Let’s say you’re given 2 projects to resolve: “foo>=1.0.0” and “bar”
- “foo” can be provided by indices A or B (in that priority order)
- B provides “bar-2.0.0”
- A provides “foo-1.0.0” which conflicts with “bar-2.0.0”
- B provides “foo-2.0.0” which doesn’t conflict with “bar-2.0.0”
- Typical backtracking dependency resolver
  - Check for bar
    - Fetch bar-2.0.0 from B
    - Check for foo>=1.0.0
      - Fetch foo-1.0.0 from A
        
        But this foo conflicts with bar
      - Fetch foo-2.0.0 from B [NOTE: this won’t actually happen unless you tell it to]
        
        This is OK

As I noted before, if you don’t care about backtracking when it comes to choice of projects across indices (because, say, you assume or require indices to be mutually exclusive in the provision of projects), then there is no problem.

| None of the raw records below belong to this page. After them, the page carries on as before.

PR #4504, opened 2024-10-10
Remove SQL support for Ledger State

SirTyson:
# Description

Resolves #4501, #4502, and #4503

Rebased on https://github.com/stellar/stellar-core/pull/4403. This PR

1. Removes the flag for background eviction scan, making it mandatory
2. Removes the flag for SQL ledger state, making BucketListDB mandatory
3. Removes the `--in-memory` command line option.

Because of ongoing State Archival work that requires these changes, I've opted for a single branch to avoid rebasing complexity. That being said, I can open more granular PRs to assist in the reviewing process. In particular, 1 can be seperated into it's own PR. 

Unfortunately, in order to make tests work without SQL ledger state tables, I've cannibalized `--in-memory` mode to be a testing only mode. This reuses most of the `--in-memory` code, but modifies it such that a node would not be able to sync with the network in this mode. For this reason, I think we need to deprecate SQL and `--in-memory` mode at the same time.

Finally, all  tests pass except for "herder externalizes values". While I changed the TestDB mode for that test (as the old SQL mode is no longer supported), no other changes should have been made. I haven't been able to figure out why it's failing, but perhaps someone more familiar with Herder like @marta-lokhova could take a look.

# Checklist
- [x] Reviewed the [contributing](https://github.com/stellar/stellar-core/blob/master/CONTRIBUTING.md#submitting-changes) document
- [x] Rebased on top of master (no merge commits)
- [x] Ran `clang-format` v8.0.0 (via `make format` or the Visual Studio extension)
- [x] Compiles
- [ ] Ran all tests
- [ ] If change impacts performance, include supporting evidence per the [performance document](https://github.com/stellar/stellar-core/blob/master/performance-eval/performance-eval.md)

Issue #4012, opened 2023-11-03
[test] herder handles soroban traffic correctly


marta-lokhova:
- [ ] while in v19: receive Soroban tx, receive v20 generalized tx set with soroban transactions
- [ ] while in v20: receive future tx set with network config upgrade (currently such a test is included in https://github.com/stellar/stellar-core/pull/3977), receive future tx set with different average BL size
- [ ] receiving old Soroban data (for slots already externalized) is a no-op

PR #4562, opened 2024-11-27
In memory testing

### LINKED ISSUE #4501: Deprecate `--in-memory` mode
Upcoming changes in protocol 23 are not compatible with `--in-memory` mode, and it has been deprecated for some time. We should remove support.

### LINKED ISSUE #4502: Deprecate SQL for Ledger state
SQL support for ledger state should be removed, as it has been deprecated and is not compatible with upcoming changes in protocol 23.

SirTyson:
# Description

Resolves #4501 and partially resolves #4502

This PR removes `--in-memory`. Specifically, core will not crash if this flag is passed in for Horizon compatibility reasons, but will ignore it and related flags.

Additionally, `--in-memory` has been cannibalized to use in testing. Previously, any test that committed changes directly to the root ltx was incompatible with BucketListDB and required SQL. This is an issue, as we are deprecating SQL for ledger state, and it would not make sense to maintain this SQL overhead for testing only. While I've removed most of the `in-memory` code, I've saved the bits regarding the never committing ledger root to use for the direct ltx commit test cases. Thus we remove the test dependency for SQL.

In order to properly test the orderbook, the `in-memory` testing mode still maintains and queries a SQL database just for offers (similar to what BucketListDB does).

Originally I did one PR for removing SQL, `--in-memory` and mandating background eviction. This was way to big to merge but may be helpful in providing context on what changes are in flight after this PR: https://github.com/stellar/stellar-core/pull/4504.

Currently everything works except for the "herder externalizes values" test. With BucketListDB testing mode, nodes can be restarted, but direct ltx commits are not supported. With the in-memory mode testing, ltx can be committed to directly, but nodes can not be restarted.

~~For all tests except for "herder externalizes values", this if fine. However, "herder externalizes values" is the only test that both directly commits to the ltx and restarts nodes. In particular, the `setupUpgradeAtNextLedger` function directly commits to the ltx. I've seperated the test into two helper functions, one that doesn't require restart and one that does. I _think_ that the restart test doesn't actually require an upgrade to occur. I think the test just used upgrades in order to populate ledgers with some meaningful, detectable work to make sure externalized ledgers aren't applied several times. If the upgrade operation is not integral to this test, we can probably find a workaround. Alternatively, we can maybe go through the full upgrade arming process with BucketListDB support instead of cutting corners with direct ltx commits. I'm not well versed in herder tests though, so I've left the failing test as is. If we can remove the upgrade and check the condition some other way, this is the path of least resistance.~~

Test has been fixed to use upgrades compatible with BucketListDB.

# Checklist
- [x] Compiles
- [x] Ran all tests


dmkozh:
> I think the test just used upgrades in order to populate ledgers with some meaningful,

I don't think that's the reason, the upgrade is there to make sure that ledgers with upgrades can be externalized out of order (that's important due to how config changes impact the internal core state). https://github.com/stellar/stellar-core/issues/4012 is the issue for which this has been introduced. So I don't think we should remove this.

> Alternatively, we can maybe go through the full upgrade arming process with BucketListDB support instead of cutting corners with direct ltx commits.

Yeah, I think that's the right course of the action.

bboston7 (commented):
I agree with @dmkozh that the upgrade-specific logic seems important to test here.

> Alternatively, we can maybe go through the full upgrade arming process with BucketListDB support instead of cutting corners with direct ltx commits.

I think this is a good idea even independent of the details of this specific test. When possible, avoiding the corner-cutting should lead to more realistic and better overall test IMO.

src/main/CommandLine.cpp
```diff
@@ -419,23 +371,21 @@ clara::Opt
 inMemoryParser(bool& inMemory)
 {
     return clara::Opt{inMemory}["--in-memory"](
-        "(DEPRECATED) store working ledger in memory rather than database");
+        "(DEPRECATED) flag is ignored and will be removed soon.");
```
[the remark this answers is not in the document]
SirTyson: This was specifically a request from platform. there are some Horizon configs that use this flag that are niche and no longer supported, but still exist in the codebase. They wanted us to just ignore the flags for now and not crash so that we don't have a breaking point release.

src/main/CommandLine.cpp
```diff
@@ -1535,10 +1476,10 @@ run(CommandLineArgs const& args)
     CommandLine::ConfigOption configOption;
     auto disableBucketGC = false;
     std::string stream;
-    bool inMemory = false;
     bool waitForConsensus = false;
-    uint32_t startAtLedger = 0;
-    std::string startAtHash;
+    [[maybe_unused]] bool inMemory = false;
+    [[maybe_unused]] uint32_t startAtLedger = 0;
+    [[maybe_unused]] std::string startAtHash;
```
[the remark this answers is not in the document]
SirTyson: Ya, I want clara to be able to parse the flags so we don't throw and crash, but I don't want to actually use the variables. It takes a reference and idk what clara is doing under the hood, so I used separate variables like the library intended to be on the safe side.

src/main/CommandLine.cpp
```diff
@@ -1221,25 +1168,19 @@ int
 runNewDB(CommandLineArgs const& args)
 {
     CommandLine::ConfigOption configOption;
-    bool minimalForInMemoryMode = false;
+    [[maybe_unused]] bool minimalForInMemoryMode = false;
```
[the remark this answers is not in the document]
SirTyson: See below

src/ledger/InMemoryLedgerTxn.h
```diff
@@ -44,6 +44,12 @@ class InMemoryLedgerTxn : public LedgerTxn
     Database& mDb;
     std::unique_ptr<soci::transaction> mTransaction;
 
+    // For some tests, we need to bypass ledger close and commit directly to the
+    // in-memory ltx. However, we still want to test SQL backed offers. The
+    // "never" committing root sets this flag to true such that offer-related
+    // calls get based to the real SQL backed root
+    AbstractLedgerTxnParent* const mRealRootForOffers;
```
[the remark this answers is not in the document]
SirTyson: `InMemoryLedgerTxn` classes now behind `BUILD_TESTS`. The raw pointer was left over from the initial prod implementation, but has been refactored to a reference.

SirTyson:
Got the test to work with BucketList friendly upgrades and pushed some cleanups around `BUILD_TESTS` flags, should be good to go now.

src/main/CommandLine.cpp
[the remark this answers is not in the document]
bboston7: Ah, that makes sense. Thanks

bboston7 (approved):
Thanks for the fixes! I don't have permissions to mark comment threads as "resolved" in this repo, but you can consider all of my comments resolved.

src/herder/test/HerderTests.cpp
```diff
@@ -3801,22 +3752,28 @@ herderExternalizesValuesWithProtocol(uint32_t version)
     REQUIRE(currentALedger() >= currentLedger);
     REQUIRE(currentCLedger() == currentLedger);
 
+    // Arm the upgrade, but don't close the upgrade ledger yet
```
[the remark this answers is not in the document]
SirTyson: Yeah, I should clarify that this doesn't close the upgrade ledger, but does close ledger in order to set up the upgrade.

That being said, I think this test does the same thing the previous test did? In particular, the `setupUpgradeAtNextLedger` function previously commited the upgrade directly to the DB, then called `getHerder().setUpgrades()` on the commited upgrade set. The test then disconnected C and closed a few ledgers., then reconnected C.

This does the same thing, except it uses load gen to generate the `ConfigUpgradeSet` instead of directly comiting. This is fine though, as we set the upgrade, but don't close the upgrade ledger until after we disconnect C.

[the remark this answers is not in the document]
dmkozh: > This is fine though, as we set the upgrade, but don't close the upgrade ledger until after we disconnect C.

But that's not what `upgradeSorobanNetworkConfig` does, is it? `upgradeSorobanNetworkConfig` waits for the upgrade to be applied after arming it.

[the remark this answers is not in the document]
SirTyson: No, I added the `applyUpgrade` flag to determine if `upgradeSorobanNetworkConfig` closes ledgers after arming the upgrade. In this test it's set to false so `upgradeSorobanNetworkConfig` and arms the upgrade, then returns before closing any additional ledgers.

src/ledger/test/InMemoryLedgerTxn.h
```diff
@@ -44,6 +44,12 @@ class InMemoryLedgerTxn : public LedgerTxn
     Database& mDb;
     std::unique_ptr<soci::transaction> mTransaction;
 
+    // For some tests, we need to bypass ledger close and commit directly to the
+    // in-memory ltx. However, we still want to test SQL backed offers. The
+    // "never" committing root sets this flag to true such that offer-related
```
graydon, line 49: I don't know what "this flag" means in the context of this comment -- the config flag saying it's in-memory mode?

src/ledger/test/InMemoryLedgerTxn.h
```diff
@@ -5,8 +5,8 @@
 // of this distribution or at http://www.apache.org/licenses/LICENSE-2.0
 
 #include "database/Database.h"
-#include "ledger/InMemoryLedgerTxnRoot.h"
 #include "ledger/LedgerTxn.h"
+#include "ledger/test/InMemoryLedgerTxnRoot.h"
 
 // This is a (very small) extension of LedgerTxn to help implement in-memory
```
graydon, line 11: I think this comment could do with an update that clarifies:

  - In-memory mode was _originally_ for production uses but is now _just_ a helper mechanism for old tests that committed directly to the SQL database (bypassing the BL), that emulates the existence of a full SQL database, and that if we had the energy to change all those tests we could theoretically remove it. This is a potential future project! Maybe even file a (low priority for now) bug about it.
  - It is not entirely in-memory, but also writes-through to the offers table in SQL. This is surprising and contradicts the existing comment.

graydon: Also I think you can ifdef-guard the whole thing on BUILD_TESTS?

src/main/ApplicationImpl.h
```diff
@@ -194,8 +192,10 @@ class ApplicationImpl : public Application
     // is held in the never-committing LedgerTxn in its entirety -- so if it
```
graydon, line 192: This comment could also use an update emphasizing that this exists only to support old tests that commit directly to the LTX and bypass the BL, and should be removed in future sometime (and linking to bug).

src/main/Config.h
```diff
@@ -705,6 +692,11 @@ class Config : public std::enable_shared_from_this<Config>
     // doing a graceful shutdown
     bool TEST_CASES_ENABLED;
 
+    // A config parameter that uses a never-committing ledger. This means that
```
graydon, line 695: Add note: that also writes through to the offers table in SQL

src/herder/test/HerderTests.cpp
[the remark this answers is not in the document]
dmkozh: Ah, sorry, I've been looking at the current implementation.

dmkozh (dismissed):

src/main/test/ExternalQueueTests.cpp
```diff
@@ -1,44 +0,0 @@
...
-#include "simulation/Simulation.h"
-#include "test/TestUtils.h"
-#include "test/test.h"
-
-using namespace stellar;
-
-TEST_CASE("cursors", "[externalqueue]")
-{
-    VirtualClock clock;
-    Config const& cfg = getTestConfig(0, Config::TESTDB_ON_DISK_SQLITE);
```
graydon, line 19: I _think_ you can keep this pointed at PG? though I don't especially care, I would dearly love to get rid of cursors.

src/main/test/ApplicationUtilsTests.cpp
```diff
@@ -488,146 +375,14 @@ TEST_CASE("offline self-check works", "[applicationutils][selfcheck]")
...
-        damage.damageVictim();
-        REQUIRE(selfCheck(chkConfig) == 1);
-    }
 }
 
 TEST_CASE("application setup", "[applicationutils]")
 {
     VirtualClock clock;
-
-    SECTION("SQL DB mode")
```
graydon, line 503: you could also keep this on PG, right? (not that I'm insisting, just trying to understand)

src/ledger/LedgerManagerImpl.cpp
```diff
@@ -348,41 +348,35 @@ LedgerManagerImpl::loadLastKnownLedger(bool restoreBucketlist,
 
     releaseAssert(latestLedgerHeader.has_value());
 
-    // Step 3. Restore BucketList if we're doing a full core startup
-    // (startServices=true), OR when using BucketListDB
-    if (restoreBucketlist || mApp.getConfig().isUsingBucketListDB())
```
graydon, line 353: I'm not 100% sure this guard can be dropped -- is it always true?

graydon (changes requested):
In general this looks good -- it's hard to understand the motive exactly and the exact nature of the repurposing that's going on here (had to chat with you) so I think some additional comments would be good, but I think that's about all. A couple other nits I was curious about noted along the way. Happy to try to get it landed quickly so you don't need to keep rebasing.

src/herder/test/HerderTests.cpp
```diff
@@ -3720,14 +3679,6 @@ herderExternalizesValuesWithProtocol(uint32_t version)
             Herder::State::HERDER_BOOTING_STATE);
 
     simulation->startAllNodes();
-    if (protocolVersionStartsFrom(version, SOROBAN_PROTOCOL_VERSION))
```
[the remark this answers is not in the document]
SirTyson: The loadgen upgrade helper function is a little hacky and assumes it will only be called once. While it's probably a good idea to fix eventually, this PR was big enough as it was. Everything before this point is set up anyway, so there was no reason (as far as I could tell) why we couldn't combine the upgrades into a single upgrade to play better with our test helpers. It doesn't need to be protocol gated anymore since this is herder tests and we'll never externalize a pre p20 ledger again.

src/herder/test/HerderTests.cpp
```diff
@@ -3801,22 +3752,28 @@ herderExternalizesValuesWithProtocol(uint32_t version)
...
     // Advance A and B a bit further, and collect externalize messages
     std::map<uint32_t, std::pair<SCPEnvelope, StellarMessage>>
         validatorSCPMessagesA;
     std::map<uint32_t, std::pair<SCPEnvelope, StellarMessage>>
         validatorSCPMessagesB;
 
-    for (auto& node : {A, B, getC()})
-    {
-        // C won't upgrade until it's on the right LCL
-        setupUpgradeAtNextLedger(*node);
```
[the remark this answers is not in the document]
SirTyson: Dima had the same question, so refer back to his last comment where we had a back and forth. TLDR: This test upgraded via direct commit to ltx root, set the upgrade, then disconnected node C. This breaks BucketListDB, so I modified the `upgradeSorobanNetworkConfig` to optionally set the upgrade but not actually apply the upgrade ledger. This should replicate the test correctly, but instead of direct ltx commit, we use loadgen to properly build the upgrade.

src/invariant/test/BucketListIsConsistentWithDatabaseTests.cpp
```diff
@@ -43,44 +44,10 @@ struct BucketListGenerator
   public:
     BucketListGenerator() : mLedgerSeq(1)
     {
-        auto cfg = getTestConfig(0, Config::TESTDB_IN_MEMORY_OFFERS);
+        auto cfg = getTestConfig();
         cfg.OVERRIDE_EVICTION_PARAMS_FOR_TESTING = true;
         cfg.TESTING_STARTING_EVICTION_SCAN_LEVEL = 1;
         mAppGenerate = createTestApplication(mClock, cfg);
-
-        auto skey = SecretKey::fromSeed(mAppGenerate->getNetworkID());
```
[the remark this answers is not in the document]
SirTyson: Correct, since the invariant now only applies to offer types.

src/ledger/test/InMemoryLedgerTxn.h
SirTyson: I don't think an ifdef is required given that I moved all the in memory mode files to the test directory and guard non-test file references to the in-memory mode with ifdefs.

src/herder/test/HerderTests.cpp
```diff
@@ -3258,7 +3253,7 @@ TEST_CASE("accept soroban txs after network upgrade", "[soroban][herder]")
 
     auto simulation =
         Topologies::core(4, 1, Simulation::OVER_LOOPBACK, networkID, [](int i) {
-            auto cfg = getTestConfig(i, Config::TESTDB_ON_DISK_SQLITE);
+            auto cfg = getTestConfig(i, Config::TESTDB_IN_MEMORY);
```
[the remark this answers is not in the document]
SirTyson: The test arms a Soroban upgrade with a protocol 19 ledger, which makes the loadgen upgrade helper throw. Looking at this though, I think we can remove this test entirely. It's testing herder receiving soroban TXs post p19 upgrade. We don't have to test the upgrade since this is herder an we'll never see that behavior again. This is a super basic "do soroban txs make it into the block" test, and we have coverage elsewhere, so I'll just delete it.

src/herder/test/HerderTests.cpp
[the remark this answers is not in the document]
SirTyson: Hmm it was actually pretty quick to fix the upgrade function so I'll return back to the original test with two different upgrades.

src/ledger/test/InMemoryLedgerTxn.h
SirTyson: Ahh, this comment is stale from an earlier version I had where we had a flag and only conditionally wrote to SQL, I'll update it.

src/main/test/ApplicationUtilsTests.cpp
SirTyson: This test is currently pretty meaningless for PG, given that the bulk of this test is just a call to `BucketListIsConsistentWithDatabase`, and that invariant now only checks for offers because it assumes BucketListDB is enabled. This won't break anything, but you're not gonna get better coverage than what we already have.

src/ledger/LedgerManagerImpl.cpp
SirTyson: Ah yeah this is a little premature since this doesn't entirely drop SQL.

graydon (approved):
LGTM, thanks!

src/main/ApplicationImpl.cpp
```diff
@@ -190,105 +190,112 @@ maybeRebuildLedger(Application& app, bool applyBuckets)
...
+    }
+    else
+#endif
+    {
+        for (auto let : xdr::xdr_traits<LedgerEntryType>::enum_values())
         {
-            toDrop.emplace(t);
-            continue;
-        }
+            // If BucketListDB is enabled, drop all tables except for offers
```
marta-lokhova, line 205: I know it was here before, but shouldn't it be the other way around? Only rebuild offers, because those are in SQL? the rebuild functionality was added to safely deal with SQL schema upgrades, so only offers are impacted

src/main/ApplicationUtils.cpp
```diff
@@ -195,13 +125,22 @@ setupApp(Config& cfg, VirtualClock& clock, uint32_t startAtLedger,
...
+        /* isLedgerStateReady */ !cfg.MODE_USES_IN_MEMORY_LEDGER
+#else
+        /* isLedgerStateReady */ true
+#endif
+    );
     auto lcl = app->getLedgerManager().getLastClosedLedgerHeader();
 
-    if (cfg.isInMemoryMode() &&
+    if (
+#ifdef BUILD_TESTS
```
marta-lokhova, line 141: hm, this looks suspicious - in prod builds you don't want to be rebuilding state under any circumstances. setupApp shouldn't be called anywhere outside of tests, so probably needs to be behind BUILD_TESTS

src/main/test/ApplicationUtilsTests.cpp
```diff
@@ -488,146 +375,14 @@ TEST_CASE("offline self-check works", "[applicationutils][selfcheck]")
...
     }
-    {
-        // Damage the SQL ledger.
-        TemporarySQLiteDBDamager damage(chkConfig);
-        damage.damageVictim();
-        REQUIRE(selfCheck(chkConfig) == 1);
-    }
 }
 
 TEST_CASE("application setup", "[applicationutils]")
```
marta-lokhova, line 380: this test can probably go away completely

src/main/ApplicationImpl.cpp
```diff
@@ -190,105 +190,112 @@ maybeRebuildLedger(Application& app, bool applyBuckets)
     std::set<LedgerEntryType> toRebuild;
     auto& ps = app.getPersistentState();
     auto bucketListDBEnabled = app.getConfig().isUsingBucketListDB();
-    for (auto let : xdr::xdr_traits<LedgerEntryType>::enum_values())
+
+#ifdef BUILD_TESTS
+    if (app.getConfig().MODE_USES_IN_MEMORY_LEDGER)
```
marta-lokhova, line 195: I'm a bit confused by this, in-memory mode shouldn't have anything to do with the rebuild logic here. It was added just to deal with buggy schema upgrades: https://github.com/stellar/stellar-core/pull/3031, so this shouldn't impact testing?

src/herder/test/HerderTests.cpp
```diff
@@ -2564,11 +2564,6 @@ TEST_CASE("SCP State", "[herder]")
         };
 
     auto doTest = [&](bool forceSCP) {
-        SECTION("sqlite")
```
marta-lokhova, line 2567: Why did you remove this section? It deals with persisting SCP stuff, not ledger state. We still support SQLite for misc data like consensus

src/main/ApplicationUtils.cpp
```diff
@@ -211,67 +150,6 @@ setupApp(Config& cfg, VirtualClock& clock, uint32_t startAtLedger,
         }
     }
 
-    bool doCatchupForInMemoryMode =
```
marta-lokhova, line 214: was looking forward to seeing all of this go away!

src/main/Config.cpp
```diff
@@ -157,7 +156,6 @@ Config::Config() : NODE_SEED(SecretKey::random())
     MANUAL_CLOSE = false;
     CATCHUP_COMPLETE = false;
     CATCHUP_RECENT = 0;
-    EXPERIMENTAL_PRECAUTION_DELAY_META = false;
```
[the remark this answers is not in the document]
SirTyson: I'm pretty sure this was only supported with `in-memory` mode. Master has the current check in `ApplciationImpl.cpp`:

```c++
    if (mConfig.METADATA_OUTPUT_STREAM != "" &&
        mConfig.EXPERIMENTAL_PRECAUTION_DELAY_META && !mConfig.isInMemoryMode())
    {
        throw std::invalid_argument(
            "Using a METADATA_OUTPUT_STREAM with "
            "EXPERIMENTAL_PRECAUTION_DELAY_META set to true "
            "requires --in-memory");
    }
```

`METADATA_OUTPUT_STREAM` has to be nonempty to enable any meta right?

src/main/ApplicationImpl.cpp
SirTyson: If a recall correctly this is a hacky workaround given that enabling BucketListDB is a psuedo schema upgrade, but because it's optional and based on a config flag, couldn't be a proper schema upgrade. I'd like to leave this as is here because it works, and the follow up SQL removal PR addresses this.

src/main/Config.cpp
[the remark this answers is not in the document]
marta-lokhova: it was supported for in-memory mode when the in-memory mode was the only option :) when everyone switched to on-disk, looks like we didn't update it. The flag itself doesn't care about the DB backend used (it's about when to emit meta). But given that it's not supported for on-disk deployments, _and_ nobody really ever complained about needing it, I agree we can drop it.

src/main/ApplicationImpl.cpp
marta-lokhova: well, the whole thing would still work if you removed the rebuild logic completely. Right now the logic here doesn't quite make sense: we're rebuilding everything except offers (but there's nothing to rebuild but offers because all other tables are dropped already in favor of bucketlistDB). The point of the rebuild is to guard against buggy schema upgrades (something we got bitten by in the past which super hard to recover from). I agree this is outside of the scope of this PR, but could we open an issue to fix this?

src/main/ApplicationUtils.cpp
SirTyson: Good point, I'll harden this and remove the ledgerStateReady flag.

src/main/ApplicationImpl.cpp
SirTyson: This is necessary, as the new version of "in memory mode" actually does persist and commit to a SQL DB for the offers table. Perhaps `MODE_USES_IN_MEMORY_LEDGER` is a poor named flag now, but with new in memory mode keeps all state in memory like the original prod version did in addition to writing to a SQL offers table. Reason being there was no reason we couldn't forward offer related writes and queries to the actual SQL table and it gives us better coverage.

SirTyson: In particular there were some test cases failing without this. I don't remember exactly which ones, but I think it was in the upgrades path.

src/herder/test/HerderTests.cpp
SirTyson: `TESTDB_BUCKET_DB_PERSISTENT` is the best, most accurate to prod testing mode we have. It uses BucketListDB for ledger state queries, but still maintains all the same sqlite tables that prod does, so this test mode is still hitting all the misc sqlite tables. This in conjunction with the postgres section is complete coverage.

marta-lokhova: Oh I see, and `postgres` is left to test scp persistence on postgres, even though it's technically a deprecated backend for ledger state.

src/main/test/ApplicationUtilsTests.cpp
marta-lokhova: bump

src/main/ApplicationImpl.cpp
marta-lokhova: wdyt?

SirTyson: This is going away in the next PR, which I'll open right after this gets merged :)

src/main/ApplicationUtils.cpp
```diff
@@ -195,13 +125,13 @@ setupApp(Config& cfg, VirtualClock& clock, uint32_t startAtLedger,
         return nullptr;
     }
 
-    // With in-memory mode, ledger state is not yet ready during this setup step
-    app->getLedgerManager().loadLastKnownLedger(
-        /* restoreBucketlist */ false,
-        /* isLedgerStateReady */ !cfg.isInMemoryMode());
+    app->getLedgerManager().loadLastKnownLedger(/* restoreBucketlist */ false);
```
marta-lokhova, line 128: shouldn't this go away now? IIRC the only reason we needed to load state here was to support in-memory mode (we call this function later in `start` anyway)

src/main/ApplicationUtils.cpp
marta-lokhova: sorry this is still not quite right: in prod paths we shouldn't be rebuilding state, ever. Right now you'd rebuild state at genesis, which I'm not sure would even work (I guess it does given that tests pass). I think this whole if statement should be behind BUILD_TESTS

src/main/ApplicationImpl.cpp
marta-lokhova: sounds good, thanks! just be careful and remember to still rebuild offers given that we use sql for them still.

src/main/ApplicationImpl.cpp
marta-lokhova: Sorry, I still find it confusing - if you persist offers, why does not rebuilding them break the state? Rebuilding should end up in the same state that you started with (I guess I'm just surprised that this code, which was supposed to be functionally a no-op, breaks something)

SirTyson: `maybeRebuildLedger`  doesn't actually "rebuild" state as in populating SQL tables. All it does is drop the tables, and if rebuild==true, recreates an empty version of the table. This is the only function used for creating ledger based SQL table, so if we don't support in-memory mode here, in-memory mode never actually creates the offers table.

marta-lokhova (approved):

However, the moment you want or need “network-level” backtracking, then a simple network proxy will do the wrong thing, because the pip backtracking dependency resolver will be completely oblivious to the fact that it needs to backtrack from A to B when it comes to “foo”. Again, this is why we need to concretely state the problem.

trishankatdatadog · February 6, 2023, 3:57pm

Meanwhile, based on the discussion I started, @dstufft had privately proposed a simple heuristic that enables pip to error out when multiple indices happen to provide the same project, which doesn’t solve the problem, but goes a long way. Dan Lorenc has implemented a working(?) POC here.

uranusjr · February 6, 2023, 4:43pm

That is a restriction from how certain existing solutions are implemented, not a restriction of the proxy concept. I believe there are solutions (devpi?) that implement file-level merging.